Is the language good for thinking in? Is its notation an effective mental tool? What can be done to make it more effective?

Smaller is better

I believe the world has enough complete languages that somebody starting off should not try to design yet another one.

The more stuff which is left out of a DSL, to the point that it is not complete (that is, one couldn't write a self-compiler or an interpreter in the language), the more likely it is to be focused on the problem it was designed solve.

That brings up the essential point: the problem the language is being designed to solve should have a domain-specific jargon and set of idioms that existing languages are ill-equipped to cater for. All programming languages are just user interfaces, and the mark of a good user interface is that it doesn't surprise (in a bad way) its users.

Consider your users

I think considering your audience is very important. If you are writing a language to do some fancy math work, perhaps you have different considerations than someone attempting to making a scripting language so that their game is more flexible. The first can aim for something powerful and elegant if it offers advantages in terms of the results it produces. The second will likely frustrate its users if it is too fiddly and not easy for them to pick up.

Resources

I think it would be best if we try to restrict this, as far as possible, to references to resources by established researchers, language designers etc.

Actual DSL design

How active is DSL design itself? Most of what I see on LL (or here, or in POPL, etc) is around core language semantics, not designing a language for a specific domain.

DSL design examples

I really recommend to anyone interested in DSL desgin learing about the cool Domain Specific Embedded Languages (DSELs) devolped in the Haskell community.

Functional Images is about Conal Elliott's work (Pan and Fran).

Haskore is a DSEL for scoring music.

And see this related thread.

DSLs

I submitted the DSL I'm working on to a conference focused on the domain the language is targeting. In other words, not a conference on programming languages, per se. Maybe there are lots of others who have done the same.
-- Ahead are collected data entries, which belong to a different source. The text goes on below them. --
PR #676, opened 2024-02-03
Teach utils.show_notes_dialog() to use mac/win sizes

asherber:
### tl;dr

The `RTFNotes` generated by the build process now allows for different font sizes on Win and Mac. You can use [this standalone script](https://gist.github.com/asherber/85cfe0fb44a650fe316cb162f1de9697) to test the functionality.

### explanation

While the build process will continue to embed in `RTFNotes` the default font sizes for Windows, it will also add to the RTF a comment string containing a JSON fragment with substitutions to make for Mac. At display time, the `show_notes_dialog()` determines whether to make these substitutions based on the current OS.

The hope is that we can agree on default sizes for each OS that work reasonably for everyone, so that `RTFNotes` works transparently without additional effort. (Current defaults are 9pt for Win and 12pt for Mac.) Individual script authors can still choose to include their own RTF with their scripts. If developers are working on Mac, they can also leave those font sizes embedded and change the comment string to provide the substitutions for Win by setting the `os` element to `win`.

This is intended to supersede #674

### DIFF
--- a/.github/actions/bundle/dist/custom_template.rtf
+++ b/.github/actions/bundle/dist/custom_template.rtf
@@ -2,8 +2,8 @@
         {\rtf1\ansi\deff0{\fonttbl{\f0 \fswiss Helvetica;}{\f1 \fmodern Courier New;}}
         {\colortbl;\red255\green0\blue0;\red0\green0\blue255;}
         \widowctrl\hyphauto
-        \f0\fs20
-        \f1\fs20
+        \$basefont$
+        {\info{\comment $fontsizes$}}
         $body$
         }
     
--- a/.github/actions/bundle/dist/index.js
+++ b/.github/actions/bundle/dist/index.js
@@ -6987,14 +6987,39 @@ const getRTFNotes = (input) => {
     const notesRegex = /(?<=finaleplugin.Notes = \[\[).*(?=\]\])/ius;
     const match = input.match(notesRegex);
     if (match) {
-        const notes = (0, dedent_js_1.default)(match[0]);
+        let notes = (0, dedent_js_1.default)(match[0]);
+        notes = notes.replace(/^#{4,}/gm, '###');
         const templateFile = path_1.default.join(__dirname, "custom_template.rtf");
-        const args = ['-f', 'markdown', '-t', 'rtf', '-s', `--template=${templateFile}`];
+        /**
+         * Default font sizes are:
+         *         p   h1  h2  h3
+         * pandoc  24  36  32  28
+         * win     18  26  23  20
+         * mac     24  32  29  26
+         *
+         * The win p size is injected as a variable into the call to pandoc, and the
+         * other win sizes are replaced below. The mac sizes are injected, as a JSON
+         * fragment, into the RTF comment field; utils.show_notes_dialog() can use
+         * this to perform replacements.
+         */
+        const args = `
+            -f markdown 
+            -t rtf 
+            --standalone 
+            --template=${templateFile}
+            -V basefont=fs18
+            -V fontsizes="os":"mac","fs18":"fs24","fs26":"fs32","fs23":"fs29","fs20":"fs26"
+        `.trim().split(/\s+/);
         const pandocResult = (0, child_process_1.spawnSync)('pandoc', args, { input: notes, encoding: 'utf-8' });
         if (!pandocResult.error) {
-            result = pandocResult.stdout.replace(/fs28/g, 'fs24')
-                .replace(/fs32/g, 'fs28')
-                .replace(/fs36/g, 'fs32');
+            result = pandocResult.stdout.replace(/(?<=\\)fs\d\d/g, function (match) {
+                switch (match) {
+                    case 'fs36': return 'fs26';
+                    case 'fs32': return 'fs23';
+                    case 'fs28': return 'fs20';
+                    default: return match;
+                }
+            });
             result = `    finaleplugin.RTFNotes = [[${result}]]`;
         }
     }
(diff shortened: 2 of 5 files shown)


rpatters1:
This looks good to me. Let's wait until we hear from @cv-on-hub to merge.

cv-on-hub:
That works well for me on Mac - congratulations and thanks!

Although it's assumed that `RTFNotes` will always be there (in `dist`), they WON'T be in the user's local script if they want to use the system default. In which case your `dedent()` routine does nothing useful to display Markdown `Notes` in their place. A couple of simple `string.gsub()`s work better. I'm working on one - not quite ready yet, but this is a step forward:
```
local notes = finaleplugin.Notes:gsub("^%s+", "")
     :gsub("[ \t]*\n[ \t]*(%S)", " %1"):gsub(" *\n *", "\n\n")
```

asherber:
I don't understand what you're saying about the Markdown in Notes. `dedent` will remove leading indentation, and the function will then display the Markdown _as text_ -- it doesn't make an attempt to render it, but one of the points of Markdown is that it's reasonably human-readable on its own. Assuming that Notes looks readable (albeit indented) in the source file, it should display fine in a text control or dialog. Are you seeing something different?

cv-on-hub:
Why not just add a few simple checks, beyond leading whitespace, to at least remove unintended line breaks? Not a "render" but at least closer to readable "simple" Markdown contents. One line of code. `RTFNotes` can conceivably fail so why not have a slightly more appealing backup?

asherber:
How do we determine whether a line break is unintended? Can you give an example?

cv-on-hub:
The only intentional line breaks are (1) line ends in two spaces; (2) blank line between lines.

All other lines ending in one or no spaces should render jointly as a complete paragraph.

asherber:
Are you seeing cases where lines improperly fail to render as a paragraph? Can you post an example?

Are you thinking that someone might type in a block of text and accidentally leave two spaces at the end of a line? And doesn't that really have to do with translation to RTF/HTML, not with just displaying the Notes as text?

I think I'm not understanding the problem you're trying to avoid.

cv-on-hub:
Text we put into `finaleplugin.Notes` is rendered on finalelua.com with redundant lines breaks removed. Below is the difference in some "simple" formatted markdown, using your `dedent()` method (top) next to mine. It's simple cosmetics, but not without utility. Your method also assumes regular indenting throughout which can never be assumed in user-supplied markdown.

your md
my md

cv-on-hub:
I might be missing something (it happens) but I thought this would be neater and more general for "dedenting" RTFNotes ...

`notes = finaleplugin.Notes:gsub("^%s+", ""):gsub("[ \t]*\n[ \t]*(%S)", "\n%1")`

cv-on-hub:
If you're prepared to contemplate this, I attach here a working script that demonstrates "basic" (non-styled) Markdown formatting that observes paragraph joining, forced newlines (double spaces) and basic lists (line begins with hyphen), with all other whitespace trimmed.  180 code characters in six `gsub`s.
[test2.lua.txt](https://github.com/finale-lua/lua-scripts/files/14155504/test2.lua.txt)

asherber:
Okay, now I understand what you're saying about the Markdown display. I've thought about it a bit, and my inclination is to leave it alone. Here's my process:

- Markdown is text, with a set of conventions that govern how that text can be rendered as HTML. But it's still just text, and it should look presentable _as text_ -- for example, to anyone looking at the source code for a script.
- On the website, individual lines of Markdown are concatenated into paragraphs by the rendering process.
- I don't want to be in the business of rendering Markdown in Lua. Rendering is complicated, which is why there are libraries to do it -- and I think adding a Markdown library to this repo (or to RGP Lua) is way out of scope. In fact, this is why I added the generation of RTF to the build process, so that in Lua we can display something prettier without directly worrying about the rendering.
- Given that, I don't want to be in the business of _partially_ rendering Markdown in Lua (e.g., rendering paragraphs but not styles). That's sort of where we started with all of this -- the website was only rendering a subset of the Markdown, so I added a real Markdown library. If you're only doing a partial rendering, then the question comes up of why _this_ renders but not _that_, and it's a slippery slope.
- Nobody is forcing script authors to use `show_notes_dialog()`. Many scripts don't have notes, many have only a brief description that's not worth displaying in an info dialog. The ones who want to make use of it will need to add a button for it and will presumably test the display before submitting the script to the repo, and if it doesn't look right, they'll figure out how to adjust the text appropriately.

asherber:
And responses to your other items:

- In this PR, I actually do have `edit_font.Size = finenv.UI():IsOnWindows() and 9 or 12` -- I caught the omission after I prepared the standalone script in Gist. 😄 
- The point of `dedent` is not to remove all leading whitespace, but just to remove from all lines however much whitespace appears before the first line. (It's actually a simplified version of a method that handles more complicated cases.) The reason that we shouldn't remove all leading whitespace is:
```lua
finaleplugin.Notes = [[
    Here's a sample function:

    ```
    local function sample()
        do_something()
    end
    ```
]]
```

If we remove all leading whitespace, then the function loses its native indentation. You're right that this assumes that the text uses simple block indentation to begin with; I think that's a reasonable assumption, based on what I've seen, and as I noted above, script authors will presumably test out the display before committing their scripts.

cv-on-hub:
> I don't want to be in the business of rendering Markdown

I figured as much. Obviously I disagree, and for a certain subset of Lua authors offering a partial render when no typeface variants are available is better than none and I find much bald Markdown considerably inhuman. We only use Markdown in the first place because it's "required" by the website. (Plaintext script comments get to use ASCII-art!)

But not to worry - it's only the backup system. This revision with OS-customised fontsize for both RTF and plain text is admirable.

cv-on-hub:
(FWIW: I quibble, but my `:gsubs` produce much the same output as `pandoc -f markdown -t plain`, though would surely fail in more complex cases.)

asherber:
It sounds like @cv-on-hub and I have reached a state of "agree to disagree". If I'm reading his next to last comment correctly, it sounds like he does not object to this PR (even if he wishes it behaved somewhat differently). 

@rpatters1 If this sounds right to you, then I think we can go ahead and merge.

rpatters1:
It's fine with me.

cv-on-hub:
And fine with me.

PR #678, opened 2024-02-05
Don't take dependent actions in forks

asherber:
This fixes an issue that seems to have been going on for a while, unrelated to recent changes made to the GH actions for this repo.

The actions in the `deploy.yml` file are set to run on any push to `master` -- but the ones that require the secret token from this repo (checkout docs, commit to this repo, commit to docs) fail on forks because they don't have the token. This PR changes `deploy.yml` so that these actions only run when pushing to `master` _in this repo_, not in a fork. The build actions that don't require a token will still run in forks.

cc: @jwink75


rpatters1:
Yay! Do it.

PR #679, opened 2024-02-05
Switch from lunajson to cjson

asherber:
Looks like my document options script was the last one to use `lunajson`, so I replaced it with `cjson` and also removed the `lunajson` files from the repo.


rpatters1 (approved):
lgtm

PR #685, opened 2024-02-08
Update FCMCtrlStatic.lua

cv-on-hub:
I realise @ThistleSifter is changing things right now, but noticed this error and thought it might continue unnoticed.


rpatters1:
I was going to include this in the localization PR, but let's go ahead and fix it.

(Perhaps something will be submitted to LL/POPL/etc. in the future.)

Internal DSLs

I've implemented DSLs for internal applications. In two such cases, a DSL was used to replace the use of spreadsheets, to allow the data that would otherwise be in spreadsheets to be centralized in a database to support other applications. In both cases, a DSL was pretty much essential to achieve the necessary flexibility — in fact any solution other than an explicit DSL would have really been a disguised DSL.

Of course, configuration languages are everywhere, and even if they're not Turing-complete, they're not always trivial. I once implemented a layout language for a (domain-specific) graph-generating program, mainly because I didn't want to have to come up with the rather complex GUI that would otherwise have been necessary. That worked out well, because the users weren't looking for a dumbed-down interface, but rather something that would allow them to work efficiently.

I'm also aware of other companies which use in-house DSLs heavily internally. As is often the case, the stuff you hear about publically is only a fraction of what's really going on.

More internal DSLs

I'm also aware of other companies which use in-house DSLs heavily internally. As is often the case, the stuff you hear about publically is only a fraction of what's really going on.

I'll second that. I am reluctant to consult the corporate layer, so all I can disclose is that one of our DSLs is for describing data storage, another - for web forms, yet another - for processes, plus some 5 I do not know exactly about, and they understand each other, and either generate Java1 or are interpreted by Java. Sounds familiar? ;-)

1...plus JSP, or JS, or HTML, or HTC, or Hibernate config, or SQL, you name it.

Our paper on language design patterns

Think like an engineer

One way to think about languages is to think about machines. Unfortunately now day we have only one machine, the ubiquitous register machine. But we can always implement a new machine as a "virtual machine"; code that simulates the machine. This is a way to really get back to the starting point.